Hello, could you please send the log file, so we can debug, thank you.

— Reply to this email directly, view it on GitHub https://github.com/Marekkon5/onetagger/issues/330#issuecomment-1953329311, or unsubscribe https://github.com/notifications/unsubscribe-auth/AJEZQ3LWSJ4PIKUGG5ERESDYUPYMLAVCNFSM6AAAAABC2RJXYGVHI2DSMVQWIX3LMV43OSLTON2WKQ3PNVWWK3TUHMYTSNJTGMZDSMZRGE . You are receiving this because you authored the thread.Message ID: @.***>

davidmacfadyen commented 8 months ago

BTW, does the program accrue some kind of "cache" after many long searches that, ideally, should be deleted?

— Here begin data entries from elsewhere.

PR #1814, opened 2026-09-03
build: move app packaging to AGP 9 APIs and enable ABI splits

### LINKED ISSUE #569: Apk splitting per architecture
For the `.apk` releases in node, we could get a significant downsize in the apk if we apply architecture apk splitting techniques.

This is quite complex for an app like node (with the kmp, tor ,etc deps) hence this issue to study how would we do it and configure gradle for smooth generation

Gains for Connect at the time of writing are not significant so doesn't worth the hassle.

wodoro:
closes https://github.com/bisq-network/bisq-mobile/issues/569

Size effect on release: Bisq Connect drops from 40.0 MB universal to 22.1 MB for arm64-v8a; Bisq Easy from 96.9 MB to 79.0 MB (smaller proportional win, since the bisq2 dex dominates there).

a surprise that I discovered during this investigation: Official node app release is bundling a macOS specific tor artifact, adding 18.6 MB unnecessarily to the package
I have applied a fix on this PR for it too, but it needs checking on mac builds. this is why the official release is 114MB and not the 96.9 MB reported here

notes:
- From next release after this PR, the version codes will jump from 32 and 50 to 32000 and 50000 for example, because the abi splitting needs predictable and dedicated version codes for clean distribution (32000 being universal and 32001, 32002, 32003, 32004 being the split apks)
- I included the connect app, because the numbers show it is significant enough that splitting is worth it in my opinion
- Also during the same investigation for MacOS binaries, found out that the apk includes netty native binaries for desktop OS, which is around 9.6MB uncompresed, the PR includes that fix too (~3.3 MB compressed, so Bisq Easy down to ~ 75 MB)
- I intentionally tried to avoid deprecated APIs that are removed in AGP 9, because a migration is in sight (#1682), hence the introduction of build-logic

## Summary by CodeRabbit

* **New Features**
  * Android builds now provide separate APKs for supported CPU architectures, along with a universal APK.
  * APK naming and versioning are standardized across app variants.
  * Release signing checks now verify every generated APK split.

* **Bug Fixes**
  * Android packages no longer include desktop-only or unsupported native binaries.

* **Documentation**
  * Updated Android packaging and verification instructions for split and universal APKs.

* **Chores**
  * Improved build formatting checks and centralized ktlint version management.

### DIFF
--- a/apps/nodeApp/build.gradle.kts
+++ b/apps/nodeApp/build.gradle.kts
@@ -211,6 +211,13 @@ android {
             excludes.add("META-INF/INDEX.LIST")
             excludes.add("META-INF/NOTICE.markdown")
 
+            // bisq2's JVM tor stack contributes a desktop tor bundle as a jar resource. It only
+            // materializes when the build host is macOS, which is how the published APKs are
+            // produced: Bisq_Easy-0.12.0.apk carries an 18.6 MB tor.zip of Mach-O binaries
+            // (tor, libevent dylib, lyrebird, conjure-client) that cannot execute on Android.
+            // Android drives tor through kmp-tor's lib/<abi>/libtor.so instead, so drop it.
+            excludes.add("tor.zip")
+
             pickFirsts.add("**/protobuf/**/*.class")
             pickFirsts +=
                 listOf(
--- a/apps/nodeApp/build.gradle.kts
+++ b/apps/nodeApp/build.gradle.kts
@@ -25,6 +25,7 @@ plugins {
     alias(libs.plugins.kotlin.serialization)
     alias(libs.plugins.protobuf)
     alias(libs.plugins.kover)
+    id("network.bisq.mobile.app-artifacts")
 }
 
 // -------------------- Version Configuration --------------------
@@ -98,6 +99,11 @@ val releaseKeystoreFile: File? = extra["releaseKeystoreFile"] as File?
 @Suppress("UNCHECKED_CAST")
 val optionalSigningProp = extra["optionalSigningProp"] as (String) -> String
 extra["requiredCompanionProps"] = listOf("KEYSTORE_PASSWORD", "KEY_ALIAS", "KEY_PASSWORD")
+
+// -------------------- App artifact naming / packaging --------------------
+appArtifacts {
+    productName.set(appName)
+}
 
 // -------------------- Android Configuration --------------------
 android {
@@ -181,10 +187,16 @@ android {
         }
     }
 
-    // Disable ABI splits to avoid packaging conflicts with kmp-tor
+    // ABI splits: one APK per architecture instead of one carrying all four copies of
+    // libtor.so. The universal APK stays for sideloading, and AppArtifactsPlugin gives each output
+    // its own version code. That plugin also switches this off for bundle builds, which AGP
+    // cannot produce while splits are on.
     splits {
         abi {
-            isEnable = false
+            isEnable = true
+            reset()
+            include("armeabi-v7a", "arm64-v8a", "x86", "x86_64")
+            isUniversalApk = true
         }
     }
 
@@ -275,15 +287,6 @@ android {
             matchingFallbacks += listOf("release")
         }
     }
-    applicationVariants.all {
-        val variant = this
-        outputs.all {
-            val output = this as com.android.build.gradle.internal.api.BaseVariantOutputImpl
-            val version = variant.versionName
-            val fileName = "${appName.replace(" ", "_")}-$version.apk"
-            output.outputFileName = fileName
-        }
-    }
     buildFeatures {
         buildConfig = true
     }
@@ -297,9 +300,6 @@ android {
     testOptions {
         unitTests.isIncludeAndroidResources = true
     }
-
-    // Needed for aab files renaming
-    setProperty("archivesBaseName", getArtifactName(defaultConfig))
 }
 
 // -------------------- Protobuf Configuration --------------------
@@ -518,6 +518,3 @@ afterEvaluate {
             }
     }
 }
-
-// -------------------- Helper Functions --------------------
-fun getArtifactName(defaultConfig: com.android.build.gradle.internal.dsl.DefaultConfig): String = "${appName.replace(" ", "")}-${defaultConfig.versionName}_${defaultConfig.versionCode}"
--- a/apps/nodeApp/build.gradle.kts
+++ b/apps/nodeApp/build.gradle.kts
@@ -218,12 +218,14 @@ android {
             // Android drives tor through kmp-tor's lib/<abi>/libtor.so instead, so drop it.
             excludes.add("tor.zip")
 
-            // grpc-netty-shaded ships its tcnative binaries as jar resources for every desktop
-            // OS. Windows .dll and macOS .jnilib cannot be loaded on Android by any code path,
-            // and no Linux or Android tcnative build is present, so netty already falls back to
-            // the JDK TLS stack here. 9.6 MB of formats the platform cannot read.
-            excludes.add("META-INF/native/*.dll")
-            excludes.add("META-INF/native/*.jnilib")
+            // grpc-netty-shaded ships tcnative and epoll binaries as jar resources for every
+            // desktop OS: Windows .dll, macOS .jnilib and glibc-linked Linux .so. None can be
+            // loaded on Android. AGP's java-resource merger already drops the .so on its own, so
+            // only the .dll and .jnilib (9.6 MB) actually reached the APK, but excluding the whole
+            // directory covers all of them and does not rot if that merger behaviour changes.
+            // Nothing under META-INF/native/ is loadable here: Android takes native code from
+            // lib/<abi>/ only, so netty stays on the JDK TLS stack and NIO transport either way.
+            excludes.add("META-INF/native/**")
 
             pickFirsts.add("**/protobuf/**/*.class")
             pickFirsts +=
--- a/apps/nodeApp/build.gradle.kts
+++ b/apps/nodeApp/build.gradle.kts
@@ -218,6 +218,13 @@ android {
             // Android drives tor through kmp-tor's lib/<abi>/libtor.so instead, so drop it.
             excludes.add("tor.zip")
 
+            // grpc-netty-shaded ships its tcnative binaries as jar resources for every desktop
+            // OS. Windows .dll and macOS .jnilib cannot be loaded on Android by any code path,
+            // and no Linux or Android tcnative build is present, so netty already falls back to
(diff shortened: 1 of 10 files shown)


rodvar:
@wodoro wod thanks so much for addressing this. It looks like a big win. Before I start reviewing and testing I've got a few questions kindly respond when you have a moment:

 1. I don't understand why we need that logic on version codes. A person installing one arch won't need the other hence it makes sense that every release build has the same version code regardless of the arch it is for, no? Also, this splitting doesn't affect stores (where there are rules for version codes) as what goes in there is the bundle (.aab) and they do their own splitting. Plus, why the big loss in version codes (32 -> 32000 ?) is this really needed? 
 2. are the std gradle tasks used for testing?  anything I need to know? did you smoked tests the builds (at least check no crush when starting?) 
 
 Thanks in advance 🙏

wodoro:
1. The version codes for different APKs become necessary once we try to publish this as split APKs to F-droid. it has math for creating version codes, and each needs different version code as far as I understand/remember. (see https://f-droid.org/docs/Build_Metadata_Reference/#VercodeOperation). otherwise this wouldn't be necessary

2. I have run the APKs on the emulator and they did not crash, and Bisq Easy connected to tor and showed offers, but beyond that it needs more testing

apps/nodeApp/build.gradle.kts
```diff
@@ -199,6 +211,20 @@ android {
...
+            // (tor, libevent dylib, lyrebird, conjure-client) that cannot execute on Android.
+            // Android drives tor through kmp-tor's lib/<abi>/libtor.so instead, so drop it.
+            excludes.add("tor.zip")
+
+            // grpc-netty-shaded ships its tcnative binaries as jar resources for every desktop
+            // OS. Windows .dll and macOS .jnilib cannot be loaded on Android by any code path,
+            // and no Linux or Android tcnative build is present, so netty already falls back to
+            // the JDK TLS stack here. 9.6 MB of formats the platform cannot read.
+            excludes.add("META-INF/native/*.dll")
+            excludes.add("META-INF/native/*.jnilib")
```
rodvar: please fix: grpc-netty-shaded 1.81.0 also ships linux tcnative + epoll `.so` files under `META-INF/native/` (~6.1 MB uncompressed - I've checked the jar in my gradle cache: `libio_grpc_netty_shaded_netty_tcnative_linux_x86_64.so` 3.03 MB, `linux_aarch_64.so` 2.81 MB, plus two epoll `.so`). They're glibc-linked so Android can't load them either, but the `*.dll`/`*.jnilib` excludes leave them in - so about half the dead weight this commit targets is still in the APK, and the comment saying "no Linux or Android tcnative build is present" would mislead the next person?

Suggest also excluding `META-INF/native/*.so` (or just the whole `META-INF/native/` dir) and adjusting the comment, waiting your review 🙏

apps/nodeApp/build.gradle.kts
```diff
@@ -181,10 +187,16 @@ android {
...
 
-    // Disable ABI splits to avoid packaging conflicts with kmp-tor
+    // ABI splits: one APK per architecture instead of one carrying all four copies of
+    // libtor.so. The universal APK stays for sideloading, and AppArtifactsPlugin gives each output
+    // its own version code. That plugin also switches this off for bundle builds, which AGP
+    // cannot produce while splits are on.
     splits {
         abi {
-            isEnable = false
+            isEnable = true
```
rodvar, line 196: The comment this replaces said splits were disabled "to avoid packaging conflicts with kmp-tor" — do we know what that conflict actually was? it was added alongside the useLegacyPackaging workaround for kmp-tor's exec resources, which is still in place. The size numbers prove packaging, but not that tor bootstraps from a per-ABI apk on a real device — and under the new version codes the arm64 split is the artifact most users will end up with. Before this ships I'd want a tor bootstrap smoke with the arm64-v8a split on a device (you confirmed you did, I will do to before merging 💪 )

build-logic/src/main/kotlin/network/bisq/gradle/AppArtifactsPlugin.kt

Marekkon5 commented 8 months ago

1T doesn't cache anything, only thing that would make sense to delete is the log file so it doesn't grow to MB sizes and it's easier to find relevant info later, but that's unneccesary.

davidmacfadyen commented 8 months ago

Hi folks, onetagger paused/hung on 2000 successful matches, 512 fails, of 43162 files. I'll try the new dev version now, cheers. Edit: tried yesterday's version on a subfolder (197 files): 5 mins in, no matches, no fails, nothing happening, can't cancel it, had to force kill. Now same deal with default v1.7.

I tried a different subfolder and that processed a few files (all of 1 subsubfolder) then stopped. However because onetagger doesn't process folders/files in order (e.g. from my alphabetical folder list it started at M), there's no way for me to deduce where it's failing.

I don't have Settings > Advanced > Open data dir > onetagger.log; closest I have is Settings > Preferences > Advanced, but it only has 2 client side options, nothing about logging.

Forgot to say here that the .log file is actually at Settings (gog icon) > general > "open data folder" button > onetagger.log

davidmacfadyen commented 8 months ago

I am now down to folders less than 15K, since we keep freezing. I'll tell you when I reach a workable number!

SimonDedman commented 8 months ago

Forgot to say here that the .log file is actually at Settings (gog icon) > general > "open data folder" button > onetagger.log

Thank you mate; I'll give this a go when I'm home

SimonDedman commented 8 months ago

onetagger.log

Now attached, cheers

Marekkon5 commented 8 months ago

According to the log you're just getting rate limited by Spotify. There has been some reports that Spotify did rate limits for times as high as 24h, so this is ig the new norm. You should try waiting and tagging smaller batches or wait for us to add artificial delays to potentially prevent this.

SimonDedman commented 8 months ago

Cheers. I'll try turning Spotify off and see how I get on without it.

SimonDedman commented 8 months ago

Turning off Spotify worked for me. I wonder if there's scope to order the tag info providers by speed, access freedom, and database size? So that it would try the whole list first by a free, quick, largest dbase, then the remainder by the next, then the remainder by the next, ending up on Spotify with only the remaining untagged files, i.e. a smaller total list?

Marekkon5 commented 8 months ago

You can order the platforms yourself by dragging and dropping them. We already included info such as speed or whether it needs auth in the platform cards, so anyone can order them however they want.

SimonDedman commented 8 months ago

Oh jeez sorry mate, totally didn't realise that. Nice work, thanks!